EXERCISE DESCRIPTION
Produce a copy of every line in the records that holds the string "petr".

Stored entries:
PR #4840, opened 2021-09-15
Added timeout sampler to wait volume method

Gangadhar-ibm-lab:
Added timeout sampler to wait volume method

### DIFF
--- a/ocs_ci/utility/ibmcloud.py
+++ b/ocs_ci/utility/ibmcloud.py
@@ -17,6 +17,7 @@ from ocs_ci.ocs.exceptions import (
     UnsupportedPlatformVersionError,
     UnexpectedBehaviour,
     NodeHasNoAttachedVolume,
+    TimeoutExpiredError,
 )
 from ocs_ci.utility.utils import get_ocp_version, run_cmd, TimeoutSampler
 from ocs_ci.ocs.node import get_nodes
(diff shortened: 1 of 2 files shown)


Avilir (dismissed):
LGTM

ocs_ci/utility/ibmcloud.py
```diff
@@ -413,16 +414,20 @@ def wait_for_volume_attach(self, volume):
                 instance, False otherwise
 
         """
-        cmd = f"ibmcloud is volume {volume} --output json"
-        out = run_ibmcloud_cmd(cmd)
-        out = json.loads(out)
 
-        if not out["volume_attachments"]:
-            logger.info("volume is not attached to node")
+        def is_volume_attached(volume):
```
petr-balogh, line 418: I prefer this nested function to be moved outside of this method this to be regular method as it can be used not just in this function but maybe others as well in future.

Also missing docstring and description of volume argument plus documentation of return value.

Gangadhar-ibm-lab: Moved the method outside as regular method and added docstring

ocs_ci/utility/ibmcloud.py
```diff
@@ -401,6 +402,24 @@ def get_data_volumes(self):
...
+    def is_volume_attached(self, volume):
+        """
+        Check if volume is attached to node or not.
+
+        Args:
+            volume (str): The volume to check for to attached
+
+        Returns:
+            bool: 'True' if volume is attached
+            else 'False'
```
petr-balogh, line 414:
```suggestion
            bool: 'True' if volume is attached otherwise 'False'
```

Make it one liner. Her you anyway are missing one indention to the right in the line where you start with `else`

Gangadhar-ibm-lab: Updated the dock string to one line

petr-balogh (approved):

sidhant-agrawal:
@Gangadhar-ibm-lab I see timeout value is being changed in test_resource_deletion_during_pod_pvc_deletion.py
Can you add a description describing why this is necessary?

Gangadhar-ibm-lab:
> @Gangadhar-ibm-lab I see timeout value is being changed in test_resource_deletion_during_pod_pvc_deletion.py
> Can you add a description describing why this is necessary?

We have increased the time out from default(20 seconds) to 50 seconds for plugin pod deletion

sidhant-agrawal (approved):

ANSWER AREA
petr-balogh, line 418: I prefer this nested function to be moved outside of this method this to be regular method as it can be used not just in this function but maybe others as well in future.
petr-balogh, line 414:
petr-balogh (approved):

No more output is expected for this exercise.